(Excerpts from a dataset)

☆ ☆ ☆

PR #1950, opened 2019-07-21
Add rust-gdbgui to the list of proxied tools

mtrsl:
Currently, a link for `rust-gdbgui` in Cargo's bin directory isn't created by `rustup`. This adds `rust-gdbgui` to the list of tools that are proxied by `rustup` so that a link is created and we can run `rust-gdbgui` directly.

Please let me know if the tests in [tests/cli-self-upd.rs](https://github.com/rust-lang/rustup.rs/blob/master/tests/cli-self-upd.rs) should be updated to include `rust-gdbgui` as well. I am guessing wherever a test involves `rust-gdb`, it should also involve `rust-gdbgui` in a similar way?

### DIFF
--- a/src/lib.rs
+++ b/src/lib.rs
@@ -18,6 +18,7 @@ pub static TOOLS: &[&str] = &[
     "cargo",
     "rust-lldb",
     "rust-gdb",
+    "rust-gdbgui",
     "rls",
     "cargo-clippy",
     "clippy-driver",


kinnison:
Which component provides `rust-gdbgui` ?  Is it `gdb-preview` alongside `rust-gdb` ?  If so, then you need to add an entry into `component_for_bin()` in `src/lib.rs`.

mtrsl:
Where are the components defined? Do they come from the compiler sources? I see that `gdb-preview` is used in `rustup` for `rust-gdb`, as you mentioned, but I can't find any reference to `gdb-preview` in the `rust` tree.

kinnison:
The components end up defined in the rustbuild process.  I'm not entirely sure where the channel manifests are generated from off-hand, though I think @nrc knows.

nrc:
The manifest is generated by [this code](https://github.com/rust-lang/rust/blob/master/src/tools/build-manifest/src/main.rs) and that is where all the names, etc are defined. I don't know where it runs exactly, but you just need to push a change to the Rust repo and it will be used for the next distributable.

kinnison:
Hi @rumajo 

Happy new year!  I was wondering if you might have time/energy/interest in persuing this PR again this year?  If not, then no worries, but if you could let us know either way then I'd appreciate it.

Regards,

Daniel.

mtrsl:
Hi @kinnison,

Happy new year to you as well! Apologies for the delay with this PR. I'm am still interested in pursuing it - just a matter of finding the time. I'll try to have a look over the next few days, but failing that I'll maybe hand it over.

PR #1953, opened 2019-07-27
Update inline help text for `rustup completions`

bcdady:
`$ rustup completions` will show the following updated help:

```rust
rustup-completions 
Generate tab-completion scripts for your shell

USAGE:
    rustup completions [ARGS]

...

DISCUSSION:
    Enable tab completion for Bash, Fish, Zsh, or PowerShell
    The script is output on `stdout`, allowing one to re-direct the
    output to the file of their choosing. Where you place the file
    will depend on which shell, and which operating system you are
    using. Your particular configuration may also determine where
    these scripts need to be placed.
```

### DIFF
--- a/src/cli/help.rs
+++ b/src/cli/help.rs
@@ -155,13 +155,12 @@ pub static DOC_HELP: &str = r"DISCUSSION:
 
 pub static COMPLETIONS_HELP: &str =
 r"DISCUSSION:
-    One can generate a completion script for `rustup` that is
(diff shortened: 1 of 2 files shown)


kinnison (approved):
The text change here is minimal but does bring it inline with the README content.  Since it reads as well to me as a *NIX user as it did before; and the submitter is a Windows user, I'll be pleased to accept it as an over-all improvement on the status quo.

PR #1973, opened 2019-08-26
Bump home crate to v0.5

tesuji:
This home release removes support for multirust folder used in old version of rustup.


kinnison (approved):
Change looks good.

PR #1976, opened 2019-08-28
alias `rustup date` to update

baloo:
I keep typing `rustup date`, and it looks like it's easier to fix the code
to work around that than my brain.

### DIFF
--- a/src/cli/rustup_mode.rs
+++ b/src/cli/rustup_mode.rs
@@ -177,6 +177,7 @@ pub fn cli() -> App<'static, 'static> {
         .subcommand(
             SubCommand::with_name("update")
                 .about("Update Rust toolchains and rustup")
+                .aliases(&["date"])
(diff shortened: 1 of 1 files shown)


kinnison:
Hi, thank you for your contribution to `rustup`.

Unfortunately we're not really interested in extending the CLI surface of `rustup` in this way because it implies a requirement to support these typos for the foreseeable future, and adds a support burden for other distribution channels and the like.

I'd suggest that, if this is a very common typo for yourself, that you add a shell function to your shell's RC file, along the lines of:

```shell
rustup () {
    if test "x$1" = "xdate"; then
        shift
        command rustup update "$@"
    else
        command rustup "$@"
    fi
}
```

Again, thank you for wanting to contribute, and I'm sorry that we can't take this patch on.

baloo:
no worries :) thanks for the work @kinnison !

Issue #1982, opened 2019-09-04
New nightlies are at risk of tripping `File too big`


kinnison:
As seen in https://github.com/rust-lang/rustup.rs/issues/1970#issuecomment-527942840 we are now generating nightlies which have 170M rlibs in.

Our multithreaded unpacker assumes each thread won't deal with files > 100M and thus limits its RAM usage by number of threads.  We now seem to have files much larger than that and so we might need to up the limit at https://github.com/rust-lang/rustup.rs/blob/master/src/dist/component/package.rs#L280 and check associated numbers to re-trim things.

/cc @rbtcollins Opinions?

PR #1983, opened 2019-09-05
Update the sanity limit to 200M per file

kinnison:
This is needed because the stdlib .rlib files are now around 100M
and some targets exceed the old sanity limit.

/cc @rbtcollins


kinnison:
This will close #1982 if merged.

kinnison:
I'm going to merge this, if there's badness as a result, I trust that we'll spot it early.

☆ ☆ ☆

Exercise directions: The output should match the records above exactly, entry for entry.

Your solution:
PR #1950, opened 2019-07-21
Add rust-gdbgui to the list of proxied tools

mtrsl:
Currently, a link for `rust-gdbgui` in Cargo's bin directory isn't created by `rustup`. This adds `rust-gdbgui` to the list of tools that are proxied by `rustup` so that a link is created and we can run `rust-gdbgui` directly.

Please let me know if the tests in [tests/cli-self-upd.rs](https://github.com/rust-lang/rustup.rs/blob/master/tests/cli-self-upd.rs) should be updated to include `rust-gdbgui` as well. I am guessing wherever a test involves `rust-gdb`, it should also involve `rust-gdbgui` in a similar way?

### DIFF
--- a/src/lib.rs
+++ b/src/lib.rs
@@ -18,6 +18,7 @@ pub static TOOLS: &[&str] = &[
     "cargo",
     "rust-lldb",
     "rust-gdb",
+    "rust-gdbgui",
     "rls",
     "cargo-clippy",
     "clippy-driver",


kinnison:
Which component provides `rust-gdbgui` ?  Is it `gdb-preview` alongside `rust-gdb` ?  If so, then you need to add an entry into `component_for_bin()` in `src/lib.rs`.

mtrsl:
Where are the components defined? Do they come from the compiler sources? I see that `gdb-preview` is used in `rustup` for `rust-gdb`, as you mentioned, but I can't find any reference to `gdb-preview` in the `rust` tree.

kinnison:
The components end up defined in the rustbuild process.  I'm not entirely sure where the channel manifests are generated from off-hand, though I think @nrc knows.

nrc:
The manifest is generated by [this code](https://github.com/rust-lang/rust/blob/master/src/tools/build-manifest/src/main.rs) and that is where all the names, etc are defined. I don't know where it runs exactly, but you just need to push a change to the Rust repo and it will be used for the next distributable.

kinnison:
Hi @rumajo 

Happy new year!  I was wondering if you might have time/energy/interest in persuing this PR again this year?  If not, then no worries, but if you could let us know either way then I'd appreciate it.

Regards,

Daniel.

mtrsl:
Hi @kinnison,

Happy new year to you as well! Apologies for the delay with this PR. I'm am still interested in pursuing it - just a matter of finding the time. I'll try to have a look over the next few days, but failing that I'll maybe hand it over.

PR #1953, opened 2019-07-27
Update inline help text for `rustup completions`

bcdady:
`$ rustup completions` will show the following updated help:

```rust
rustup-completions 
Generate tab-completion scripts for your shell

USAGE:
    rustup completions [ARGS]

...

DISCUSSION:
    Enable tab completion for Bash, Fish, Zsh, or PowerShell
    The script is output on `stdout`, allowing one to re-direct the
    output to the file of their choosing. Where you place the file
    will depend on which shell, and which operating system you are
    using. Your particular configuration may also determine where
    these scripts need to be placed.
```

### DIFF
--- a/src/cli/help.rs
+++ b/src/cli/help.rs
@@ -155,13 +155,12 @@ pub static DOC_HELP: &str = r"DISCUSSION:
 
 pub static COMPLETIONS_HELP: &str =
 r"DISCUSSION:
-    One can generate a completion script for `rustup` that is
(diff shortened: 1 of 2 files shown)


kinnison (approved):
The text change here is minimal but does bring it inline with the README content.  Since it reads as well to me as a *NIX user as it did before; and the submitter is a Windows user, I'll be pleased to accept it as an over-all improvement on the status quo.

PR #1973, opened 2019-08-26
Bump home crate to v0.5

tesuji:
This home release removes support for multirust folder used in old version of rustup.


kinnison (approved):
Change looks good.

PR #1976, opened 2019-08-28
alias `rustup date` to update

baloo:
I keep typing `rustup date`, and it looks like it's easier to fix the code
to work around that than my brain.

### DIFF
--- a/src/cli/rustup_mode.rs
+++ b/src/cli/rustup_mode.rs
@@ -177,6 +177,7 @@ pub fn cli() -> App<'static, 'static> {
         .subcommand(
             SubCommand::with_name("update")
                 .about("Update Rust toolchains and rustup")
+                .aliases(&["date"])
(diff shortened: 1 of 1 files shown)


kinnison:
Hi, thank you for your contribution to `rustup`.

Unfortunately we're not really interested in extending the CLI surface of `rustup` in this way because it implies a requirement to support these typos for the foreseeable future, and adds a support burden for other distribution channels and the like.

I'd suggest that, if this is a very common typo for yourself, that you add a shell function to your shell's RC file, along the lines of:

```shell
rustup () {
    if test "x$1" = "xdate"; then
        shift
        command rustup update "$@"
    else
        command rustup "$@"
    fi
}
```

Again, thank you for wanting to contribute, and I'm sorry that we can't take this patch on.

baloo:
no worries :) thanks for the work @kinnison !

Issue #1982, opened 2019-09-04
New nightlies are at risk of tripping `File too big`


kinnison:
As seen in https://github.com/rust-lang/rustup.rs/issues/1970#issuecomment-527942840 we are now generating nightlies which have 170M rlibs in.

Our multithreaded unpacker assumes each thread won't deal with files > 100M and thus limits its RAM usage by number of threads.  We now seem to have files much larger than that and so we might need to up the limit at https://github.com/rust-lang/rustup.rs/blob/master/src/dist/component/package.rs#L280 and check associated numbers to re-trim things.

/cc @rbtcollins Opinions?

PR #1983, opened 2019-09-05
Update the sanity limit to 200M per file

kinnison:
This is needed because the stdlib .rlib files are now around 100M
and some targets exceed the old sanity limit.

/cc @rbtcollins


kinnison:
This will close #1982 if merged.

kinnison:
I'm going to merge this, if there's badness as a result, I trust that we'll spot it early.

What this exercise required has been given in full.